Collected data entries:
########

PR #689, opened 2021-09-09
ztp: Split ClusterLogOperGroup into separate files

lack:
The policy generator doesn't support creating un-wrapped CRs if any of
the source CRs contain multiple YAML documents per file, so we must keep
a 1:1 document-to-file relationship throughout our source tree.

### DIFF
--- a/ztp/ztp-policy-generator/kustomize/plugin/policyGenerator/v1/policygenerator/policyGen/policyBuilder.go
+++ b/ztp/ztp-policy-generator/kustomize/plugin/policyGenerator/v1/policygenerator/policyGen/policyBuilder.go
@@ -3,11 +3,13 @@ package policyGen
 import (
 	"bytes"
 	"errors"
-	utils "github.com/openshift-kni/cnf-features-deploy/ztp/ztp-policy-generator/kustomize/plugin/policyGenerator/v1/policygenerator/utils"
-	yaml "gopkg.in/yaml.v3"
 	"io"
+	"path/filepath"
 	"reflect"
 	"strings"
+
+	utils "github.com/openshift-kni/cnf-features-deploy/ztp/ztp-policy-generator/kustomize/plugin/policyGenerator/v1/policygenerator/utils"
+	yaml "gopkg.in/yaml.v3"
 )
 
 type PolicyBuilder struct {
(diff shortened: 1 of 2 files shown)


ztp/gitops-subscriptions/argocd/resource-hook-example/policygentemplates/common-ranGen.yaml
```diff
@@ -40,6 +40,10 @@ spec:
       policyName: "pao-sub-policy"
       spec:
         image: quay.io/openshift-kni/performance-addon-operator-index:4.8-snapshot
+    - fileName: ClusterLoggingNamespace.yaml
+      policyName: "log-sub-policy"
+    - fileName: ClusterLoggingNamespace.yaml
+      policyName: "log-sub-policy"
```
serngawy, line 46: why this duplication ?

serngawy (commented):
It is not clear the reason for separating them into 2 files. I don't think there is a need to change the Namespace or OperatorGroup

ztp/gitops-subscriptions/argocd/resource-hook-example/policygentemplates/common-ranGen.yaml
lack: Oops, that's a typo :)

lack:
> It is not clear the reason for separating them into 2 files. I don't think there is a need to change the Namespace or OperatorGroup

Without this change, trying to generate the non-wrapped CRs fails as follows:

```
$ sed -i 's/policyName: ".*"/policyName: ""/' testPolicyGenTemplate/*.yaml
$ XDG_CONFIG_HOME=./ kustomize build --enable-alpha-plugins
panic: Update spec/data of multiple yamls structure in same file ClusterLogOperGroup.yaml not allowed. Instead separate them in multiple files

goroutine 1 [running]:
main.InitiatePolicyGen(0x7ffee4024146, 0x17, 0x7ffee402415e, 0xd, 0x7ffee402416c, 0x5, 0xc00002a001)
        /home/jramsay/src/cnf-features-deploy/ztp/ztp-policy-generator/kustomize/plugin/policyGenerator/v1/policygenerator/policyGenerator.go:72 +0x1167
main.main()
        /home/jramsay/src/cnf-features-deploy/ztp/ztp-policy-generator/kustomize/plugin/policyGenerator/v1/policygenerator/policyGenerator.go:25 +0x154
Error: failure in plugin configured via /tmp/kust-plugin-config-854908569; exit status 2: exit status 2
```

serngawy:
> > It is not clear the reason for separating them into 2 files. I don't think there is a need to change the Namespace or OperatorGroup
> 
> Without this change, trying to generate the non-wrapped CRs fails as follows:
> 
> ```
> $ sed -i 's/policyName: ".*"/policyName: ""/' testPolicyGenTemplate/*.yaml
> $ XDG_CONFIG_HOME=./ kustomize build --enable-alpha-plugins
> panic: Update spec/data of multiple yamls structure in same file ClusterLogOperGroup.yaml not allowed. Instead separate them in multiple files
> 
> goroutine 1 [running]:
> main.InitiatePolicyGen(0x7ffee4024146, 0x17, 0x7ffee402415e, 0xd, 0x7ffee402416c, 0x5, 0xc00002a001)
>         /home/jramsay/src/cnf-features-deploy/ztp/ztp-policy-generator/kustomize/plugin/policyGenerator/v1/policygenerator/policyGenerator.go:72 +0x1167
> main.main()
>         /home/jramsay/src/cnf-features-deploy/ztp/ztp-policy-generator/kustomize/plugin/policyGenerator/v1/policygenerator/policyGenerator.go:25 +0x154
> Error: failure in plugin configured via /tmp/kust-plugin-config-854908569; exit status 2: exit status 2
> ```

That is normal, its not an error. Do we have a case that we need to change NS or OperatorGroup of Cluster log ?

lack:
> > > It is not clear the reason for separating them into 2 files. I don't think there is a need to change the Namespace or OperatorGroup
> > 
> > 
> > Without this change, trying to generate the non-wrapped CRs fails as follows:
> > ```
> > $ sed -i 's/policyName: ".*"/policyName: ""/' testPolicyGenTemplate/*.yaml
> > $ XDG_CONFIG_HOME=./ kustomize build --enable-alpha-plugins
> > panic: Update spec/data of multiple yamls structure in same file ClusterLogOperGroup.yaml not allowed. Instead separate them in multiple files
> > 
> > goroutine 1 [running]:
> > main.InitiatePolicyGen(0x7ffee4024146, 0x17, 0x7ffee402415e, 0xd, 0x7ffee402416c, 0x5, 0xc00002a001)
> >         /home/jramsay/src/cnf-features-deploy/ztp/ztp-policy-generator/kustomize/plugin/policyGenerator/v1/policygenerator/policyGenerator.go:72 +0x1167
> > main.main()
> >         /home/jramsay/src/cnf-features-deploy/ztp/ztp-policy-generator/kustomize/plugin/policyGenerator/v1/policygenerator/policyGenerator.go:25 +0x154
> > Error: failure in plugin configured via /tmp/kust-plugin-config-854908569; exit status 2: exit status 2
> > ```
> 
> That is normal, its not an error. Do we have a case that we need to change NS or OperatorGroup of Cluster log ?

But the message says both "panic" and "error", and it doesn't actually generate all the CRs.  It stops part-way through the 'common' directory, and doesn't generate everything.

########

= Work task =
What you hand back must match the records above exactly.

= Finished exercise =
PR #689, opened 2021-09-09
ztp: Split ClusterLogOperGroup into separate files

lack:
The policy generator doesn't support creating un-wrapped CRs if any of
the source CRs contain multiple YAML documents per file, so we must keep
a 1:1 document-to-file relationship throughout our source tree.

### DIFF
--- a/ztp/ztp-policy-generator/kustomize/plugin/policyGenerator/v1/policygenerator/policyGen/policyBuilder.go
+++ b/ztp/ztp-policy-generator/kustomize/plugin/policyGenerator/v1/policygenerator/policyGen/policyBuilder.go
@@ -3,11 +3,13 @@ package policyGen
 import (
 	"bytes"
 	"errors"
-	utils "github.com/openshift-kni/cnf-features-deploy/ztp/ztp-policy-generator/kustomize/plugin/policyGenerator/v1/policygenerator/utils"
-	yaml "gopkg.in/yaml.v3"
 	"io"
+	"path/filepath"
 	"reflect"
 	"strings"
+
+	utils "github.com/openshift-kni/cnf-features-deploy/ztp/ztp-policy-generator/kustomize/plugin/policyGenerator/v1/policygenerator/utils"
+	yaml "gopkg.in/yaml.v3"
 )
 
 type PolicyBuilder struct {
(diff shortened: 1 of 2 files shown)


ztp/gitops-subscriptions/argocd/resource-hook-example/policygentemplates/common-ranGen.yaml
```diff
@@ -40,6 +40,10 @@ spec:
       policyName: "pao-sub-policy"
       spec:
         image: quay.io/openshift-kni/performance-addon-operator-index:4.8-snapshot
+    - fileName: ClusterLoggingNamespace.yaml
+      policyName: "log-sub-policy"
+    - fileName: ClusterLoggingNamespace.yaml
+      policyName: "log-sub-policy"
```
serngawy, line 46: why this duplication ?

serngawy (commented):
It is not clear the reason for separating them into 2 files. I don't think there is a need to change the Namespace or OperatorGroup

ztp/gitops-subscriptions/argocd/resource-hook-example/policygentemplates/common-ranGen.yaml
lack: Oops, that's a typo :)

lack:
> It is not clear the reason for separating them into 2 files. I don't think there is a need to change the Namespace or OperatorGroup

Without this change, trying to generate the non-wrapped CRs fails as follows:

```
$ sed -i 's/policyName: ".*"/policyName: ""/' testPolicyGenTemplate/*.yaml
$ XDG_CONFIG_HOME=./ kustomize build --enable-alpha-plugins
panic: Update spec/data of multiple yamls structure in same file ClusterLogOperGroup.yaml not allowed. Instead separate them in multiple files

goroutine 1 [running]:
main.InitiatePolicyGen(0x7ffee4024146, 0x17, 0x7ffee402415e, 0xd, 0x7ffee402416c, 0x5, 0xc00002a001)
        /home/jramsay/src/cnf-features-deploy/ztp/ztp-policy-generator/kustomize/plugin/policyGenerator/v1/policygenerator/policyGenerator.go:72 +0x1167
main.main()
        /home/jramsay/src/cnf-features-deploy/ztp/ztp-policy-generator/kustomize/plugin/policyGenerator/v1/policygenerator/policyGenerator.go:25 +0x154
Error: failure in plugin configured via /tmp/kust-plugin-config-854908569; exit status 2: exit status 2
```

serngawy:
> > It is not clear the reason for separating them into 2 files. I don't think there is a need to change the Namespace or OperatorGroup
> 
> Without this change, trying to generate the non-wrapped CRs fails as follows:
> 
> ```
> $ sed -i 's/policyName: ".*"/policyName: ""/' testPolicyGenTemplate/*.yaml
> $ XDG_CONFIG_HOME=./ kustomize build --enable-alpha-plugins
> panic: Update spec/data of multiple yamls structure in same file ClusterLogOperGroup.yaml not allowed. Instead separate them in multiple files
> 
> goroutine 1 [running]:
> main.InitiatePolicyGen(0x7ffee4024146, 0x17, 0x7ffee402415e, 0xd, 0x7ffee402416c, 0x5, 0xc00002a001)
>         /home/jramsay/src/cnf-features-deploy/ztp/ztp-policy-generator/kustomize/plugin/policyGenerator/v1/policygenerator/policyGenerator.go:72 +0x1167
> main.main()
>         /home/jramsay/src/cnf-features-deploy/ztp/ztp-policy-generator/kustomize/plugin/policyGenerator/v1/policygenerator/policyGenerator.go:25 +0x154
> Error: failure in plugin configured via /tmp/kust-plugin-config-854908569; exit status 2: exit status 2
> ```

That is normal, its not an error. Do we have a case that we need to change NS or OperatorGroup of Cluster log ?

lack:
> > > It is not clear the reason for separating them into 2 files. I don't think there is a need to change the Namespace or OperatorGroup
> > 
> > 
> > Without this change, trying to generate the non-wrapped CRs fails as follows:
> > ```
> > $ sed -i 's/policyName: ".*"/policyName: ""/' testPolicyGenTemplate/*.yaml
> > $ XDG_CONFIG_HOME=./ kustomize build --enable-alpha-plugins
> > panic: Update spec/data of multiple yamls structure in same file ClusterLogOperGroup.yaml not allowed. Instead separate them in multiple files
> > 
> > goroutine 1 [running]:
> > main.InitiatePolicyGen(0x7ffee4024146, 0x17, 0x7ffee402415e, 0xd, 0x7ffee402416c, 0x5, 0xc00002a001)
> >         /home/jramsay/src/cnf-features-deploy/ztp/ztp-policy-generator/kustomize/plugin/policyGenerator/v1/policygenerator/policyGenerator.go:72 +0x1167
> > main.main()
> >         /home/jramsay/src/cnf-features-deploy/ztp/ztp-policy-generator/kustomize/plugin/policyGenerator/v1/policygenerator/policyGenerator.go:25 +0x154
> > Error: failure in plugin configured via /tmp/kust-plugin-config-854908569; exit status 2: exit status 2
> > ```
> 
> That is normal, its not an error. Do we have a case that we need to change NS or OperatorGroup of Cluster log ?

But the message says both "panic" and "error", and it doesn't actually generate all the CRs.  It stops part-way through the 'common' directory, and doesn't generate everything.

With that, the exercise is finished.